O presidente da Comissão de Saúde da Câmara de Cuiabá, vereador Ricardo Saad (PSDB), apresentou durante a sessão plenária desta terça-feira (19) relatório parcial da “Rota da Saúde”, que começou na última sexta-feira (15).
O parlamentar afirma que se surpreendeu com a atual situação da saúde pública do município. “Eu tinha uma perspectiva diferente do que nós encontramos. Achava que estava um pouco melhor, mas a situação está muito crítica”, disparou o tucano fazendo referência à policlínica do Planalto.
Para o vereador, o prédio poderia ser interditado facilmente, já que se encontra em péssimas condições estruturais e de higiene. “Esse lugar está incompatível para realizar atendimento médico.
Essa policlínica está passível de interdição da vigilância sanitária. A situação lá está muito feia. A vigilância tem que ir lá interditar, mas infelizmente quem vai perder é a população. Então, é melhor mantê-la aberta, por isso que não faço a denúncia”.
Além da policlínica do Planalto, Saad, acompanhado dos vereadores Renivaldo Nascimento e Oseas Machado, vice-presidente e membro da Comissão, respectivamente, também visitaram a policlínica do bairro Verdão.
A principal demanda da unidade é ausência de médicos, o que tem dificultado o fechamento das escalas de plantões noturnos e de finais de semana.
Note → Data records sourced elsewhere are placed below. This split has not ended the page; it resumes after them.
PR #780, opened 2019-02-27
refactor: improve NgWalker and remove class name from error message

### LINKED ISSUE #778: Codelyzer doesn't support export default
I reedit [my comment](https://github.com/mgechev/codelyzer/pull/754#discussion_r258851555) form the PR #754.

If we create a simple class like that:

```ts
export default class { ... }
```

and we launch `ng lint`, we have a big big crash [here] (https://github.com/mgechev/codelyzer/blob/master/src/propertyDecoratorBase.ts#L41) and many other places !

wKoza:
- improve NgWalker 
- Remove class name from error message
- Prevent an error when a class has no name.

closes #778

### DIFF
--- a/package-lock.json
+++ b/package-lock.json
@@ -582,6 +582,22 @@
         }
       }
     },
+    "aria-query": {
+      "version": "3.0.0",
+      "resolved": "https://registry.npmjs.org/aria-query/-/aria-query-3.0.0.tgz",
+      "integrity": "sha1-ZbP8wcoRVajJrmTW7uKX8V1RM8w=",
+      "requires": {
+        "ast-types-flow": "0.0.7",
+        "commander": "^2.11.0"
+      },
+      "dependencies": {
+        "commander": {
+          "version": "2.19.0",
+          "resolved": "https://registry.npmjs.org/commander/-/commander-2.19.0.tgz",
+          "integrity": "sha512-6tvAOO+D6OENvRAh524Dh9jcfKTYDQAqvqezbCW82xj5X0pSrcpxtvRKHLG0yBY6SD7PSDrJaj+0AiOcKVd1Xg=="
+        }
+      }
+    },
     "arr-flatten": {
       "version": "1.1.0",
       "resolved": "https://registry.npmjs.org/arr-flatten/-/arr-flatten-1.1.0.tgz",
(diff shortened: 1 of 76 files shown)


rafaelss95:
Nice refactor, @wKoza!

What about also removing attribute names from the errors (for the reason I exposed in #778)?

Ex. (`noOutputNativeRule`):

**Current message:** "The output property "%s" should not be named or renamed as a native event"
**Proposed message:** "Output properties should not be named or renamed as a native event" (... or something like this, I think you got the idea)

wKoza:
yep, I know but we will lost some informations. But, I can do the exercice:

> The name of a component should end with the suffix %s (https://angular.io/styleguide#style-02-03
The name of a component should end with the predefined suffix (https://angular.io/styleguide#style-02-03
  
> The selector of a component should have prefix "%s" (https://angular.io/styleguide#style-02-07)
The selector of a component should have the predefined prefix (https://angular.io/styleguide#style-02-07)

> The selector of a component should have one of the prefixes "%s" (https://angular.io/styleguide#style-02-07)
The selector of a component should have one of the predefined prefixes (https://angular.io/styleguide#style-02-07)

> The selector of a component should be named %s (https://angular.io/styleguide#style-05-02)
The selector of a component should be named correctly (https://angular.io/styleguide#style-05-02)

> The selector of a component should be used as %s (https://angular.io/styleguide#style-05-03)
The selector of a component should be used as preset (https://angular.io/styleguide#style-05-03)

> 'The decorator "%s" is not allowed for a class decorated with "%s"'
'This decorator is not allowed for a class decorated like this'

...

I think that is a pity, The messages become mysterious.

mgechev:
Any ideas how to improve the error messages?

wKoza:
We can definitely change few error messages but I  I think it is a shame to lost some informations. Otherwise, we can add a code as suffix like 

> CL001: 'The decorator "%s" is not allowed for a class decorated with "%s

if we want to help users who want to make statistics.

mgechev:
@wKoza yes it makes sense. I'd not want to lose information either.

rafaelss95:
@mgechev @wKoza maybe you misunderstood what I said. I did not say to remove **all** the names. I tried to say that we could remove *redundant* attribute names for _some_ messages, as in the example I cited above and copied below.

Some of them are important. In other words, we must investigate each case separately.

> Ex. (`noOutputNativeRule`):
> 
> **Current message:** "The output property "%s" should not be named or renamed as a native event"
> **Proposed message:** "Output properties should not be named or renamed as a native event" (... or something like this, I think you got the idea)

**Reason**: The failure comes with the exact line that fails, where the user has the property name.

wKoza:
I've changed few error messages when it was no pertinent + rebase

rafaelss95:
@wKoza 

I guess it's unmaintainable add a spec to check if default classes "break the linter" for each rule. Can't we add it in a single place?

Btw, I've wrote some comments/suggestions... can you rebase it, so I can send my review updated? Also... if possible, can you separate into small commits? It's kind hard to review this :/

wKoza:
When I see the number of conflict, I prefer close this PR. I don't want to block a new release for that.

rafaelss95:
IMHO we shouldn't close this PR. It's an important change and I think we can get everything done before the next major version. The review could be faster if you can separate into small commits...

PR #781, opened 2019-03-02
refactor(rule): rename/clean up 'no-attribute-parameter-decorator'

rafaelss95:
Related to #754.


src/noAttributeDecoratorRule.ts
```diff
@@ -0,0 +1,61 @@
...
+    description: 'Disallows usage of @Attribute decorator.',
+    options: null,
+    optionsDescription: 'Not configurable.',
+    rationale: '@Attribute is considered bad practice. Use @Input instead.',
+    ruleName: 'no-attribute-decorator',
+    type: 'functionality',
+    typescriptOnly: true
+  };
+
+  static readonly FAILURE_STRING = '@Attribute is considered bad practice. Use @Input instead.';
```
rafaelss95: Not sure about this message...

rafaelss95:
Ping @mgechev

src/noAttributeDecoratorRule.ts
rafaelss95: If there's any place in the Angular Style Guide that says it's a bad practice to use `@Attribute` we should link it here, otherwise better rephrase this (and also the `rationale`).

mgechev: LGTM

Issue #777, opened 2019-02-24
About RuleWalker


rafaelss95:
In the [latest TSLint's release](https://github.com/palantir/tslint/blob/master/CHANGELOG.md#v5130), they marked `RuleWalker` as deprecated. Apparently, [RuleWalker-based rules are slow and should be avoided](https://github.com/palantir/tslint/issues/2522). Considering this, what should we do with the current rules? @mgechev @wKoza

wKoza:
@rafaelss95 , `RuleWalker` is deprecated ? Tslint will be also deprecated by the end of the year. There is also a big problem with the new compiler Ivy. There are many impacts.
That's a lot of change in one year. :stuck_out_tongue_winking_eye:

mgechev:
We can catch up on hangouts to discuss what we're going to do with TSLint. I'll ping you over email.

PR #784, opened 2019-03-04
refactor: bump packages versions

rafaelss95:
Currently we maintain 2 `lock` files, but once you try to execute `yarn` with `yarn.lock` and `package-lock.json`, you get the following message:

> warning package-lock.json found. Your project contains lock files generated by tools other than Yarn. It is advised not to mix package managers in order to avoid resolution inconsistencies caused by unsynchronized lock files. To clear this warning, remove package-lock.json.

To fix this, I've decided to remove the `package-lock.json`. If you prefer to use `npm`, we can remove `yarn.lock` instead.

<hr>

### Summary:

* **Removed unused packages:**
  - `@types/less`;
  - `minimalist`;

* **Packages that can't be updated because break the rules/tests:**
  - `chai-spies`;
  - `source-map`;

* Move git hooks from package.json to `.huskyrc.json` file.

* Since TSLint is also being upgraded, some rules, which extends `RuleWalker` **directly**, were reworked to use `WalkContext` instead (#777).

* `NgWalker` and `SourceMappingVisitor` `extends` the `RuleWalker` and for now the `deprecation` rule for the `extends` line was just disabled.

* Some Typescript errors are caught by the newer version and fixed properly.

* The tests are green :white_check_mark:


mgechev:
This will take a while to review. It'll be very helpful if you can separate it into multiple PRs or at least multiple commits so I can review them in a sequence?

rafaelss95:
Done, @mgechev.

mgechev:
Wow, that was fast! :)

src/noInputRenameRule.ts
```diff
@@ -90,17 +92,15 @@ export class InputMetadataWalker extends NgWalker {
       (propertyAlias !== propertyName &&
         this.directiveSelectors &&
         this.directiveSelectors.some(x => new RegExp(`^${x}((${toTitleCase(propertyName)}$)|(?=$))`).test(propertyAlias))) ||
-      (whiteListAliases.has(propertyAlias) && propertyName === kebabToCamelCase(propertyAlias))
+      (whiteListAliases.has(propertyAlias) && propertyName === camelize(propertyAlias))
```
mgechev: `kebabToCamelCase` is more semantically correct. We will not be able to `camelize` an arbitrary string. Would you mind reverting this?

mgechev:
@rafaelss95 thanks for updating the AST traversal from visitors to functions!

src/noInputRenameRule.ts
rafaelss95: No problem. I did it because I saw that TSLint has already a function to camelize strings.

A baixa remuneração seria o motivo da dificuldade na contratação.
O parlamentar ainda se indignou com o fato de as unidades de saúde não oferecerem exames ultrassom. As policlínicas de Cuiabá só realizam exames de laboratório e raio-x.
Como que uma policlínica ainda não realiza este tipo de exame? Isso pode atrasar o tratamento de um paciente porque ele vai lá, consulta e o médico o encaminha para a Central de Regulação para fazer a ultrassom e lá você espera 60, 90 dias para fazer o exame. Agora você imagina uma mulher grávida esperar tudo isso. Vou fazer o maior esforço para reverter isso”, critica.
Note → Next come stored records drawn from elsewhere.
PR #11793, opened 2016-11-04
SUS-1234: Fix PHP fatal in SMW BrowseByProperty API

mszabo-wikia:
ticket: https://wikia-inc.atlassian.net/browse/SUS-1234


sqreek:
This is not koszerne @TK-999.
Semantic Media Wiki use composer and should be loaded from https://github.com/Wikia/SemanticMediaWiki/

PR #11798, opened 2016-11-07
WW-363 typography and spacing changes

idradm:


extensions/wikia/CreateNewWiki/css/CreateNewWiki.scss
```diff
@@ -31,28 +32,40 @@
...
-	font-weight: normal;
+	color: $wds-color-dark-gray;
+	font-size: $wds-typescale-size-base;
+	line-height: $wds-line-height;
 	margin: 4px auto 0;
 	padding: $content-spacing-regular 0 $cnw-bottom-bar-size;
 	position: relative;
 	width: $cnw-size;
 
+	::-webkit-input-placeholder, :-moz-placeholder, ::-moz-placeholder, :-ms-input-placeholder {
```
lukaszkonieczny: You can use placeholder mixin (https://github.com/Wikia/app/blob/dev/skins/shared/mixins/placeholder.scss)

extensions/wikia/CreateNewWiki/css/CreateNewWiki.scss
```diff
@@ -119,24 +119,101 @@
...
+		display: none;
+
+		label {
+			display: inline-block;
+			position: relative;
+			width: 100%;
+		}
+
+		input {
+			position: absolute;
```
lukaszkonieczny, line 164: Why we are using `position: absolute` here?

rybmat (approved):
changes looks good so I'm approving it. However In both designs and this PR there is nothing about styling error messages

extensions/wikia/CreateNewWiki/css/CreateNewWiki.scss
```diff
@@ -119,24 +119,101 @@
...
+		}
+
+		span {
+			display: block;
+			margin-left: 1.75em;
```
lukaszkonieczny, line 169: Why you are using `em` units?

extensions/wikia/CreateNewWiki/templates/CreateNewWiki_Index.php
```diff
@@ -91,30 +82,21 @@
...
-						[
-							'text' => wfMessage( 'cnw-desc-all-ages' )->escaped(),
-							'tooltipIconTitle' => wfMessage( 'cnw-desc-tip-all-ages' )->plain(),
-						]
-					 );
-					?>
+				<div class="desc-block">
+					<textarea id="Description" placeholder="<?= wfMessage( 'cnw-desc-placeholder' )->escaped() ?>"></textarea>
+					<div class="checkbox" id="all-ages-div"
+						<?= (empty( $selectedLang ) || $selectedLang === $params['LangAllAgesOpt']) ? '' : 'style="display: none"' ?>>
```
lukaszkonieczny, line 88: Can we use some class instead of adding inline style?

extensions/wikia/CreateNewWiki/css/CreateNewWiki.scss
```diff
@@ -119,24 +119,101 @@
...
 
+	.language-choice {
+		margin: $content-spacing-xxlarge 0;
+	}
+
+	.select-container {
+		margin: $content-spacing-xxlarge 0;
+	}
+
+	.wiki-domain-container {
```
lukaszkonieczny: What do you think about creating one rule for these 3 classes?

extensions/wikia/CreateNewWiki/templates/CreateNewWiki_Index.php
```diff
@@ -10,37 +10,28 @@
...
 
 			<form name="label-wiki-form">
-				<h3><?= wfMessage( 'cnw-name-wiki-label' )->escaped() ?></h3>
-				<span class="wiki-name-status-icon status-icon"></span>
 				<?=
 					wfMessage('autocreatewiki-title-template')->rawParams(
 						Xml::element('input', [
 							'type' => 'text',
 							'name' => 'wiki-name',
+							'placeholder' => wfMessage( 'cnw-name-wiki-label' )->escaped(),
```
lukaszkonieczny: I think attributes are already encoded inside `Xml:element` method

lukaszkonieczny (changes requested):

extensions/wikia/CreateNewWiki/css/CreateNewWiki.scss
rybmat: I think this out of this ticket's scope. Should be handled in WW-367

extensions/wikia/CreateNewWiki/templates/CreateNewWiki_Index.php
rybmat: should be handled in WW-367 as this is about checkbox. Highlighted because of wrapping in the div.desc-block

extensions/wikia/CreateNewWiki/css/CreateNewWiki.scss
rybmat: this is about input fields, not typography, WW-364 is about that

lukaszkonieczny (approved):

A Comissão irá percorrer as quatro demais policlínicas nesta sexta-feira (22). A intenção do grupo é fiscalizar todas as unidades de saúde da Capital no período de um mês. Na próxima semana, começam as visitas às unidades do Programa Saúde da Família (PSF).
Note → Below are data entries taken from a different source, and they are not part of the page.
PR #11820, opened 2016-11-08
WW-486 | fix input errors positioning

Warkot:
https://wikia-inc.atlassian.net/browse/WW-486

### DIFF
--- a/extensions/wikia/CreateNewWiki/css/CreateNewWiki.scss
+++ b/extensions/wikia/CreateNewWiki/css/CreateNewWiki.scss
@@ -124,12 +124,13 @@
 		}
 	}
 
-	.wiki-domain-container, .wiki-name-container {
+	.wiki-domain-container,
+	.wiki-name-container {
 		position: relative;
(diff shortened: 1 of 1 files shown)


extensions/wikia/CreateNewWiki/css/CreateNewWiki.scss
```diff
@@ -150,8 +150,9 @@
 
 	.error-msg {
 		color: $wds-color-alert;
-		float: left;
 		font-size: $wds-typescale-size-minus-2;
+		position: absolute;
```
lukaszkonieczny: I'm curious if removing just `float: left` is not enough ;)

Warkot: It's possible, but the whole content beneath the error would be moving down when the error is displayed. For the same reason it was using float.

rybmat (approved):

lukaszkonieczny (approved):

PR #11845, opened 2016-11-11
(PLATFORM-2554) Remove NewWindowLinks extension

Grunny:
https://wikia-inc.atlassian.net/browse/PLATFORM-2554


Grunny:
Note: we need to update the relevant projects on crowdin once this passes CR, but waiting to avoid causing conflicts.

pgrabowski-wikia (approved):
👍

PR #11853, opened 2016-11-14
SUS-1287: add "staff" class to article comments made by staff user

mszabo-wikia:
ticket & QA notes: https://wikia-inc.atlassian.net/browse/SUS-1287


extensions/wikia/ArticleComments/modules/templates/ArticleComments_Comment.php
```diff
@@ -1,5 +1,5 @@
 <? if ( is_array( $comment ) ) :?>
-<li id="comm-<?=$commentId?>" class="comment SpeechBubble <?=$rowClass?>" data-user="<?=$comment['username']?>">
+<li id="comm-<?=$commentId?>" class="comment SpeechBubble <?=$rowClass?><?= $comment['isStaff'] ? 'staff' : '' ?>" data-user="<?=$comment['username']?>">
```
macbre: There should be a space before `"staff"`, otherwise it will be merged with a value of `$rowClass` variable.

macbre (changes requested):
See the inline comment

extensions/wikia/ArticleComments/modules/templates/ArticleComments_Comment.php
macbre: Or actually: can we move `staff` class to `$rowClass` variable - i.e. move the logic from a template to the code.

macbre: And as we're here: let's make sure `$comment['username']` is properly encoded.

macbre (approved):

PR #11878, opened 2016-11-15
WW-5171820 design review fixes

cormorando:
//cc @Wikia/west-wing


extensions/wikia/CreateNewWiki/css/_variables.scss
```diff
@@ -2,6 +2,7 @@ $content-spacing-xxsmall: 6px;
 $content-spacing-xsmall: 10px;
 $content-spacing-small: 12px;
 $content-spacing-small-plus: 14px;
+$content-spacing-regular-minus: 16px;
```
lukaszkonieczny, line 5: This name sounds weird for me ;) I see that `$content-spacing-xsmall` and `$content-spacing-xlarge` are never used so maybe we can use that names?

idradm: Those names are used the same way in CommunityPage. Please add a new variable instead of changing their sizes to avoid confusion.

idradm (approved):

lukaszkonieczny (approved):
After offline discussion we decided to leave the name

PR #11887, opened 2016-11-16
SUS-1275 Add tracking of impressions for custom 404 pages

sebastianmarzjan:
Track impressions too, to be able to determine CTR on the found links as well as how many of those we actually serve.

//cc @mixth-sense @gabrys


gabrys:
LGTM

PR #11940, opened 2016-11-22
ADEN-4270 Hide .hiddenLinks

fraszczakszymon:


skins/oasis/css/core/WikiHeader.scss
```diff
@@ -37,6 +37,7 @@ $WikiNavWidth: $width-outside - 271px;
 	.hiddenLinks {
 		position: absolute;
 		top: -1000px;
+		visibility: hidden;
```
bognix, line 40: why not `display:none`?

bognix: probably because with `display:none` the access keys won't work

bognix (approved):
LGTM

PR #11947, opened 2016-11-23
ADEN-4277 | disable MMS for logged in users

bognix:


v3rth (approved):
LGTM

extensions/wikia/ARecoveryEngine/templates/ARecoveryEngineApiController_getBootstrap.mustache
```diff
@@ -41,7 +41,7 @@
 					helper.verifyContent();
 				});
 			});
-		} else if (context.opts.sourcePointMMS === true) {
+		} else if (context.opts.sourcePointMMS === true && !window.wgUserName) {
```
nandy-andy, line 44: What do you think of using `context.opts.showAds` instead?

bulaszenko:
Checked works good

PR #11962, opened 2016-11-25
XW | Fix messages for Search related wiki

kvas-damian:
Fix Search messages after import from messaging wiki: https://github.com/Wikia/app/commit/6e78371ec17ea505e588313e376dd9f8d8be5af2

CC @Wikia/x-wing


Warkot:
How does it work and how will it after change in a case as shown below?
PL: `123 tys. stron` or `123 tys. strony`
Or this PR doesn't take care of it at all?

kvas-damian:
@Warkot this PR fixes the problem with using the right plural version. The same messages were here some time ago, but got replaced by import from messaging wiki.

Warkot (approved):

PR #12033, opened 2016-12-01
ADEN-4322 Stop indexing part of our content

nandy-andy:
https://perishablepress.com/tell-google-to-not-index-certain-parts-of-your-page/

In order not to display the message addressed to users who use ad blocking software in Google Search results, we added `googleoff` and `googleon` tags.

//cc @gabrys @saipetch

### DIFF
--- a/skins/oasis/modules/templates/Body_Index.php
+++ b/skins/oasis/modules/templates/Body_Index.php
@@ -95,7 +95,8 @@
 						<br />
 						<h3><?= wfMessage('arecovery-blocked-message-part-one')->escaped() ?>
 							<br /><br />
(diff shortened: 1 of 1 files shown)


skins/oasis/modules/templates/Body_Index.php
```diff
@@ -90,13 +90,16 @@
 					<div id="contentSub"><?= $subtitle ?></div>
 				<?php } ?>
 				<?php if ( ARecoveryModule::isLockEnabled() ) { ?>
+					<!--googleoff: all-->
```
bognix, line 93: google isn't the only bot that crawls our site

gabrys:
The official docs linked in the documents are 404 now. I wonder if it still works. Worth a try anyway.

PR #12043, opened 2016-12-01
RECIRC 236: Add Liftigniter as a data provider for RECIRCULATION_MIX test

pauloslund:
Going forward Liftigniter will be our primary data provider for recirculation. Since we want to do a staged roll-out, we are using our RECIRCULATION_MIX test so we can measure performance as we go against our established controls.

Example configuration:

```js
var recircExperiment = [
	// The first two configurations are setting up the actual helpers. `fandom` 
	// loads data and places it directly in the rail and `wiki` just loads data 
	// to be used later. In the context of the code, these first two
	// configurations are what actually call `loadData` on the liftigniter
	// helper and register the API calls
	{
		id: 'fandom',
		placement: 'rail',
		helper: 'liftigniter',
		options: {
			max: 12,
			widget: 'fandom-rec',
			source: 'fandom',
			opts: {
				resultType:'cross-domain',
				domainType:'fandom.wikia.com'
			}
		}
	},
	{
		id: 'wiki',
		helper: 'liftigniter',
		options: {
			max: 17,
			widget: 'in-wiki',
			source: 'wiki'
		}
	},
	// The next three configurations are just placing the data that was already 
	// loaded. Two of them are for placing `wiki` data in the scroller and
	// impactFooter and the other one is just for placing `fandom` data in
	// the impactFooter
	{
		source: 'wiki',
		placement: 'scroller',
		options: {
			limit: 12
		}
	},
	{
		source: 'wiki',
		placement: 'impactFooter',
		options: {
			offset: 12,
		}
	},
	{
		source: 'fandom',
		placement: 'impactFooter',
		options: {
			offset: 5,
		}
	}
];
```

Após o término deste trabalho, será elaborado um relatório final qual a ser encaminhado para o prefeito Mauro Mendes (PSB) e com cópia para o secretário de Saúde, Kamil Fares. A Comissão dará um prazo de 60 dias para que o Executivo comece a tomar as providências cabíveis. Caso não seja feito nada, Saad afirma que fará a denúncias aos órgãos competentes e ainda pedirá a substituição do secretário.
“O descaso com a nossa população é muito grande. Isso não pode permanecer assim. O vereador tem força para denunciar, afinal, somos os fiscais do povo. Vou entregar o relatório e dar um prazo para que eles tomem as providências cabíveis. Caso isso não aconteça, vou pedir a cabeça do secretário e buscar os órgãos competentes”.
REPASSES – Saad ainda aproveitou seu espaço em plenário para denunciar o atraso, por parte do Governo do Estado e da Prefeitura no repasse para os hospitais conveniados do Sistema Único e Saúde (SUS).
De acordo com ele, o recurso oriundo do Ministério da Saúde entrou há uma semana, contudo, ainda não foi repassado aos hospitais. Desta forma, os anestesistas já estão se organizando para entrar em greve.